Exercise instructions: Each line of the listing that includes "hardhat" should be reported.

Information shown:
Issue #3612, opened 2016-10-28
Variable explorer should list datetime.timedelta variables


jondo:
Define a variable via

```
import datetime
x = datetime.timedelta()
```

Now  the variable should be listed in the variable explorer,
similar to `x = datetime.datetime(2016, 10, 28)`.

(My current environment is described in #3562.)

PR #5619, opened 2017-10-31
PR: Support datetime.timedelta in variable explorer

timhoffm:
implements #3612

### DIFF
--- a/spyder/widgets/variableexplorer/utils.py
+++ b/spyder/widgets/variableexplorer/utils.py
@@ -175,7 +175,27 @@ def datestr_to_datetime(value):
 
 
 def str_to_timedelta(value):
-    m = re.match('^(?:datetime\.timedelta)?\(?([^\)]*)\)?$', value)
+    """Convert a string to a datetime.timedelta value.
+
+    The following strings are accepted:
+
+        - 'datetime.timedelta(1, 5, 12345)'
+        - 'timedelta(1, 5, 12345)'
+        - '(1, 5, 12345)'
+        - '1, 5, 12345'
+        - '1'
+
+    if there are less then three parameters, the missing parameters are
+    assumed to be 0. Variations in the spacing of the parameters are allowed.
+
+    Raises:
+        ValueError for strings not matching the above criterion.
+
+    """
+    m = re.match('^(?:(?:datetime\.)?timedelta)?'
+                 '\(?'
+                 '([^)]*)'
+                 '\)?$', value)
     if not m:
         raise ValueError('Invalid string for datetime.timedelta')
     args = [int(a.strip()) for a in m.group(1).split(',')]
--- a/spyder/widgets/variableexplorer/utils.py
+++ b/spyder/widgets/variableexplorer/utils.py
@@ -173,6 +173,7 @@ def datestr_to_datetime(value):
     print(value, "-->", v)  # spyder: test-skip
     return v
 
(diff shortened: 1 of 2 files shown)


spyder/widgets/variableexplorer/utils.py
```diff
@@ -174,6 +174,14 @@ def datestr_to_datetime(value):
     return v
 
 
+def str_to_timedelta(value):
+    m = re.match('^(?:datetime\.timedelta)?\(?([^\)]*)\)?$', value)
+    if not m:
+        raise ValueError('Invalid string for datetime.timedelta')
```
ccordoba12: I don't think we should return an Error because Spyder can freeze because of it.

I think it's better to return the original value. That way people would understand they did something wrong when writing a new timedelta.

spyder/widgets/variableexplorer/utils.py
```diff
@@ -174,6 +174,14 @@ def datestr_to_datetime(value):
     return v
 
 
+def str_to_timedelta(value):
+    m = re.match('^(?:datetime\.timedelta)?\(?([^\)]*)\)?$', value)
```
ccordoba12: What's this regexp trying to match? Could you post an example, please?

timhoffm: The regexp matches `datetime.timedelta(ANYTHING)` where
`datetime.timedelta` and the brackets are optional. ANYTHING is then further processed.

I assume that ANYTHING is either a single `int` or a list of `ints` separated by colons and possibly whitespace. Examples of matches:

- `datetime.timedelta(1)`
- `datetime.timedelta(1, 5, 12345)`
- `(1, 5, 12345)`
- `1`
- `1, 5, 12345`

all are converted to `datetime.timedelta(1)` or `datetime.timedelta(1, 5, 12345)` obejcts.

These represent the valid string inputs if the user wants to set a new value to a `datetime.timedelta` object via the variable explorer.

ccordoba12: Ok, thanks for the explanation. It's clear to me now :+1:

spyder/widgets/variableexplorer/utils.py
ccordoba12: Please solve this one, and I'll merge.

spyder/widgets/variableexplorer/utils.py
goanpeca: Should then `timedelta(1)` be valid as well?

timhoffm: > Should then timedelta(1) be valid as well?

Fine by me. Any reasonable string could be included. We can simply adapt the regexp.

> Feels like we should probably have a date/delta editor that has a box for each part?

Wouldn't be wrong. But for me, that's too much effort. I won't implement it. After all, editing timedeltas is probably a niche case and a string interface is good enough.

ccordoba12: Yeah, I agree.

timhoffm: I've extended the matching to `timedelta(1)` and added some more documentation

goanpeca: Thanks :-)

ccordoba12:
Note: The failure in Travis is unrelated to this PR.

PR #285, opened 2021-03-03
Update OVM_L1ERC20Gateway.sol

tonysosa-dev:
Respectfully submitted 

## Contributing Agreement

- [x] I have read and understood the [Optimism Contributing Guide and Code of Conduct](https://github.com/ethereum-optimism/optimism-monorepo/blob/master/.github/CONTRIBUTING.md) and am following those guidelines in this pull request.

PR #286, opened 2021-03-03
Update OVM_L1ERC20Gateway.sol

tonysosa-dev:
Period added extra bit returning error then red x in view code field. 

## Contributing Agreement

### DIFF
--- a/contracts/optimistic-ethereum/OVM/bridge/tokens/OVM_L1ERC20Gateway.sol
+++ b/contracts/optimistic-ethereum/OVM/bridge/tokens/OVM_L1ERC20Gateway.sol
@@ -82,7 +82,7 @@ contract OVM_L1ERC20Gateway is Abs_L1TokenGateway {
 
     /**
      * @dev When a withdrawal is finalized on L1, the L1 Gateway
-     * transfers the funds to the withdrawer.
+     * transfers the funds to the withdrawer
      *
      * @param _to L1 address that the ERC20 is being withdrawn to
      * @param _amount Amount of ERC20 to send


kfichter:
Thanks for the contribution again :-)

> Period added extra bit returning error then red x in view code field.

Could you elaborate on this? Not sure I understand.

tonysosa-dev:
Update OVM_L1ERC20Gateway.sol #285 showed an error(red x)when viewing the newly committed code.  This was because I included an extra bit in the form of a period where I should not have   withdrawer. 
instead of                           withdrawer 
✅

kfichter:
I think it should be ok to keep the period here.

tonysosa-dev:
I’m new to smart contracts and probably mistaken here lol, but from what I understand they are compiled into byte code, and from the screen shot I attached, I can see there are the 10 original bytes in withdraer.      My correction of withdrawer. of course contains 11.  Would this cause an error in recompiling and thus the red x now on the side of my contribution in the ethereum-optimism/contracts GitHub page?  If so I have offered a correction, because however small it may seem, it would feel great to have properly contributed thus having a green check indicating.  Thank you and your team for your time.  Any future discourse on the revolutionary OVM, I would feel very fortunate to participate.  Thank you again. On Wed, 3 Mar 2021 at 3:43 PM Kelvin wrote:
I think it should be ok to keep the period here.

—You are receiving this because you authored the thread.Reply to this email directly, view it on GitHub, or unsubscribe.
[
{
"@context": "http://schema.org",
"@type": "EmailMessage",
"potentialAction": {
"@type": "ViewAction",
"target": "https://github.com/ethereum-optimism/contracts/pull/286#issuecomment-790081055",
"url": "https://github.com/ethereum-optimism/contracts/pull/286#issuecomment-790081055",
"name": "View Pull Request"
},
"description": "View this Pull Request on GitHub",
"publisher": {
"@type": "Organization",
"name": "GitHub",
"url": "https://github.com"
}
}
]

PR #300, opened 2021-03-08
feat: Use standard RLP transactions

smartcontracts:
## Description
Updates our sequencer entrypoint and ECDSA contracts to use the standard RLP encoding that we're using in geth now.

### Fixes
- Fixes roadmap#754

## Contributing Agreement


contracts/optimistic-ethereum/OVM/accounts/OVM_ProxyEOA.sol
```diff
@@ -3,8 +3,6 @@ pragma solidity >0.5.0 <0.8.0;
 
 /* Library Imports */
 import { Lib_Bytes32Utils } from "../../libraries/utils/Lib_Bytes32Utils.sol";
-import { Lib_OVMCodec } from "../../libraries/codec/Lib_OVMCodec.sol";
```
smartcontracts, line 6: Files were unused, I removed them.

contracts/optimistic-ethereum/OVM/precompiles/OVM_SequencerEntrypoint.sol
```diff
@@ -2,9 +2,7 @@
 pragma solidity >0.5.0 <0.8.0;
 
 /* Library Imports */
-import { Lib_BytesUtils } from "../../libraries/utils/Lib_BytesUtils.sol";
-import { Lib_OVMCodec } from "../../libraries/codec/Lib_OVMCodec.sol";
-import { Lib_ECDSAUtils } from "../../libraries/utils/Lib_ECDSAUtils.sol";
+import { Lib_EIP155Tx } from "../../libraries/codec/Lib_EIP155Tx.sol";
```
kfichter, line 5: This file gets way simpler.

contracts/optimistic-ethereum/libraries/codec/Lib_EIP155Tx.sol
```diff
@@ -0,0 +1,111 @@
+// SPDX-License-Identifier: MIT
+pragma solidity >0.5.0 <0.9.0;
```
kfichter, line 2: Pulled decoding logic into this file to make review easier. It's mostly the same as what was originally in OVM codec. We can confirm this with some careful review.

contracts/optimistic-ethereum/libraries/utils/Lib_ECDSAUtils.sol
```diff
@@ -1,98 +0,0 @@
-// SPDX-License-Identifier: MIT
```
smartcontracts, line 1: File is no longer needed.

contracts/optimistic-ethereum/mockOVM/accounts/mockOVM_ECDSAContractAccount.sol
```diff
@@ -1,95 +0,0 @@
-// SPDX-License-Identifier: MIT
```
smartcontracts, line 1: We don't use this in geth and we shouldn't use this in `ethereumjs-vm`.

test/data/json/libraries/codec/Lib_OVMCodec.test.json
```diff
@@ -1,22 +1,4 @@
 {
     "tests": {
-        "decompressEIP155Transaction": {
```
smartcontracts, line 3: Tests move to new `eip155tx` library.

contracts/optimistic-ethereum/libraries/codec/Lib_EIP155Tx.sol
```diff
@@ -0,0 +1,119 @@
...
+pragma experimental ABIEncoderV2;
+
+/* Library Imports */
+import { Lib_RLPReader } from "../rlp/Lib_RLPReader.sol";
+import { Lib_RLPWriter } from "../rlp/Lib_RLPWriter.sol";
+
+import { console } from "hardhat/console.sol";
+
+library Lib_EIP155Tx {
+    struct EIP155Tx {
```
tynes, line 12: This could be reordered to fit in less words right?

contracts/optimistic-ethereum/libraries/codec/Lib_EIP155Tx.sol
```diff
@@ -0,0 +1,119 @@
...
+        uint256 nonce;
+        uint256 gasPrice;
+        uint256 gasLimit;
+        address to;
+        uint256 value;
+        bytes data;
+        uint8 recoveryParam;
+        uint8 v;
```
tynes, line 20: `v` will overflow here I think

contracts/optimistic-ethereum/libraries/codec/Lib_EIP155Tx.sol
```diff
@@ -0,0 +1,119 @@
...
+
+library Lib_EIP155Tx {
+    struct EIP155Tx {
+        uint256 nonce;
+        uint256 gasPrice;
+        uint256 gasLimit;
+        address to;
+        uint256 value;
+        bytes data;
+        uint8 recoveryParam;
```
tynes, line 19: This is basically just caching the recovery param so that it is only computed once instead of needing to compute it when calling `sender` which is only called once and is always called. Might save gas to use it depending on how well packed this struct can be made

contracts/optimistic-ethereum/libraries/codec/Lib_EIP155Tx.sol
tynes: I guess depending on what the chainid is

tynes:
Overall good changes. The abi is changing, we need to make sure to not break everything when we publish these changes. Also  we dont have hardhat deploy so there are no deployment artifacts in this repo so we need to be mindful about this change.

contracts/optimistic-ethereum/OVM/precompiles/OVM_SequencerEntrypoint.sol
```diff
@@ -19,109 +17,39 @@ import { Lib_SafeExecutionManagerWrapper } from "../../libraries/wrappers/Lib_Sa
...
-     * calldata[75:95]: transaction target address
-     * calldata[95:XX]: transaction data
-     */
     fallback()
         external
     {
-        TransactionType transactionType = _getTransactionType(Lib_BytesUtils.toUint8(msg.data, 0));
-
-        bytes32 r = Lib_BytesUtils.toBytes32(Lib_BytesUtils.slice(msg.data, 1, 32));
-        bytes32 s = Lib_BytesUtils.toBytes32(Lib_BytesUtils.slice(msg.data, 33, 32));
```
tynes: Removes the calls to `slice` which is good

tynes:
The calldata size of using a RLP encoded tx is about ~250 gas more than using the custom serialization. Trading a bit of cost for simplicity, but its possible that the gas usage was decreased elsewhere in these changes. We really need automated gas metering in CI

contracts/optimistic-ethereum/OVM/accounts/OVM_ECDSAContractAccount.sol
```diff
@@ -6,11 +6,12 @@ pragma experimental ABIEncoderV2;
 import { iOVM_ECDSAContractAccount } from "../../iOVM/accounts/iOVM_ECDSAContractAccount.sol";
 
 /* Library Imports */
-import { Lib_OVMCodec } from "../../libraries/codec/Lib_OVMCodec.sol";
-import { Lib_ECDSAUtils } from "../../libraries/utils/Lib_ECDSAUtils.sol";
+import { Lib_EIP155Tx } from "../../libraries/codec/Lib_EIP155Tx.sol";
 import { Lib_SafeExecutionManagerWrapper } from "../../libraries/wrappers/Lib_SafeExecutionManagerWrapper.sol";
 import { Lib_SafeMathWrapper } from "../../libraries/wrappers/Lib_SafeMathWrapper.sol";
 
+import { console } from "hardhat/console.sol";
```
tynes, line 13: I know this is WIP, but just noting to remove this

contracts/optimistic-ethereum/libraries/codec/Lib_EIP155Tx.sol
kfichter: Hmmm. I looked into this. It appears that the tight packing only applies if we plan to store this struct. Since we're only using this in memory the order doesn't matter. Source here: https://docs.soliditylang.org/en/v0.8.2/internals/layout_in_memory.html#example-for-difference-in-struct-layout

contracts/optimistic-ethereum/libraries/codec/Lib_EIP155Tx.sol
kfichter: Right. Given a chain ID, the recovery param will never change. So it seems a bit easier to compute this once (we *do* actually end up computing this in two different places otherwise).

contracts/optimistic-ethereum/libraries/codec/Lib_EIP155Tx.sol
kfichter: Overflow doesn't matter for the `v` parameter. I'll add a comment that explains why.

kfichter: Added some more detailed comments.

contracts/optimistic-ethereum/libraries/rlp/Lib_RLPWriter.sol
```diff
@@ -92,6 +92,23 @@ library Lib_RLPWriter {
...
+    function writeBytes32(
+        bytes32 _in
+    )
+        internal
+        pure
+        returns (
+            bytes memory _out
+        )
+    {
+        return writeBytes(abi.encodePacked(_in));
```
kfichter, line 109: `bytes32` isn't treated any differently from `bytes` when it comes to RLP.

test/contracts/OVM/accounts/OVM_ECDSAContractAccount.spec.ts
```diff
@@ -87,48 +79,14 @@ describe('OVM_ECDSAContractAccount', () => {
 
   describe('fallback()', () => {
     it(`should successfully execute an EIP155Transaction`, async () => {
-      const message = serializeNativeTransaction(DEFAULT_EIP155_TX)
-      const sig = await signNativeTransaction(wallet, DEFAULT_EIP155_TX)
+      const transaction = DEFAULT_EIP155_TX
+      const encodedTransaction = await wallet.signTransaction(transaction)
```
smartcontracts, line 84: These tests get way simpler.

test/data/json/libraries/codec/Lib_EIP155Tx.test.json
```diff
@@ -0,0 +1,248 @@
+{
```
kfichter, line 1: Using this test file as the source of these tests: https://github.com/ethereumjs/ethereumjs-tx/blob/master/test/ttTransactionTestEip155VitaliksTests.json

kfichter: I didn't test `hash` here, but `sender` implicitly tests this under the hood so it should be fine.

test/data/json/libraries/codec/Lib_EIP155Tx.test.json
```diff
@@ -0,0 +1,725 @@
...
+                        "0x5208",
+                        "0x3535353535353535353535353535353535353535",
+                        "0x00",
+                        "0x",
+                        "0x25",
+                        "0x044852b2a670ade5407e78fb2863c51de9fcb96542a07186fe3aeda6bb8a116d",
+                        "0x044852b2a670ade5407e78fb2863c51de9fcb96542a07186fe3aeda6bb8a116d",
+                        "0x01",
+                        "0x00",
+                        false
```
kfichter, line 22: Format is:

```ts
[
    "0x00", // nonce
    "0x04a817c800", // gasPrice
    "0x5208", // gasLimit
    "0x3535353535353535353535353535353535353535", // to
    "0x00", // value
    "0x", // data
    "0x25", // v
    "0x044852b2a670ade5407e78fb2863c51de9fcb96542a07186fe3aeda6bb8a116d", // r
    "0x044852b2a670ade5407e78fb2863c51de9fcb96542a07186fe3aeda6bb8a116d", // s
    "0x01", // chainId
    "0x00", // recoveryParam
    false // isCreate
]
```

test/helpers/test-runner/json-test-runner.ts
```diff
@@ -4,10 +4,16 @@ import { expect } from '../../setup'
 import { ethers } from 'hardhat'
 import { Contract, BigNumber } from 'ethers'
 
-const bigNumberify = (arr) => {
+const bnRegex = /^\d+n$/gm
```
kfichter, line 7: Made this generally more reliable. Treat more things as big numbers so that equality checking is easier.

test/data/json/libraries/codec/Lib_EIP155Tx.test.json
kfichter: Covers tests for `decode`, `encode`, and `sender`.

test/contracts/OVM/accounts/OVM_ECDSAContractAccount.spec.ts
```diff
@@ -216,52 +154,32 @@ describe('OVM_ECDSAContractAccount', () => {
...
       const ovmREVERT: any =
         Mock__OVM_ExecutionManager.smocked.ovmREVERT.calls[0]
       expect(decodeSolidityError(ovmREVERT._data)).to.equal(
-        'Transaction chainId does not match expected OVM chainId.'
+        'OVM_ECDSAContractAccount: Transaction was signed with the wrong chain ID.'
       )
     })
 
     // TEMPORARY: Skip gas checks for minnet.
     it.skip(`should revert on insufficient gas`, async () => {
```
tynes, line 175: Skipped test has been modified. Should double check it still passes

tynes:
Note that this change must be done in a way that is backwards compatible with the current ctc elements. From the point of view of geth, the old contract must be used when syncing the initial set of transactions. This makes me lean towards not changing the contract and adding a new one that is `OVM_SequencerEntrypointv2`. This way geth can use the old sequencer entrypoint to sync and switch out at a certain point.

This means that geth needs the old serialization logic still and we need a way to selectively set `rawTransaction` in the data transport layer based on the how the transaction is serialized

gakonst:
CI Fails at:

```docker
h_l2_1               | DEBUG[03-16|01:02:16.924] Calling Known Contract                   ID=85f757a4 Name=OVM_ExecutionManager Method=run
geth_l2_1               | DEBUG[03-16|01:02:16.924] Calling Known Contract                   ID=85f757a4 Name=OVM_StateManager     Method=isAuthenticated
geth_l2_1               | DEBUG[03-16|01:02:16.924] Calling Known Contract                   ID=85f757a4 Name=OVM_StateManager     Method=hasAccount
geth_l2_1               | DEBUG[03-16|01:02:16.924] Calling Known Contract                   ID=85f757a4 Name=OVM_StateManager     Method=testAndSetAccountLoaded
geth_l2_1               | DEBUG[03-16|01:02:16.924] Calling Known Contract                   ID=85f757a4 Name=OVM_StateManager     Method=getAccountEthAddress
geth_l2_1               | DEBUG[03-16|01:02:16.924] Calling Known Contract                   ID=85f757a4 Name=OVM_SequencerEntrypoint Message="no method with id: 0x00dede53"
geth_l2_1               | DEBUG[03-16|01:02:16.924] Calling Known Contract                   ID=85f757a4 Name=OVM_ExecutionManager    Method=ovmCHAINID
geth_l2_1               | DEBUG[03-16|01:02:16.925] Reached the end of an OVM execution      ID=85f757a4 Return Data=0x Error="ovm execution failed"
geth_l2_1               | INFO [03-16|01:02:16.925] New block                                index=5     l1-timestamp=1615856583 l1-blocknumber=64 tx-hash=0x40483b4c114a3330ce0afb10500ad4ca304c1a327c5fcab06f0b9b19353074de queue-orign=0 type=0 gas=294814 fees=0 elapsed=4.505ms
```

maurelian:
Converting to draft until checks pass.

maurelian:
Is this dead?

Exercise answer:
+import { console } from "hardhat/console.sol";
Overall good changes. The abi is changing, we need to make sure to not break everything when we publish these changes. Also  we dont have hardhat deploy so there are no deployment artifacts in this repo so we need to be mindful about this change.
+import { console } from "hardhat/console.sol";
 import { ethers } from 'hardhat'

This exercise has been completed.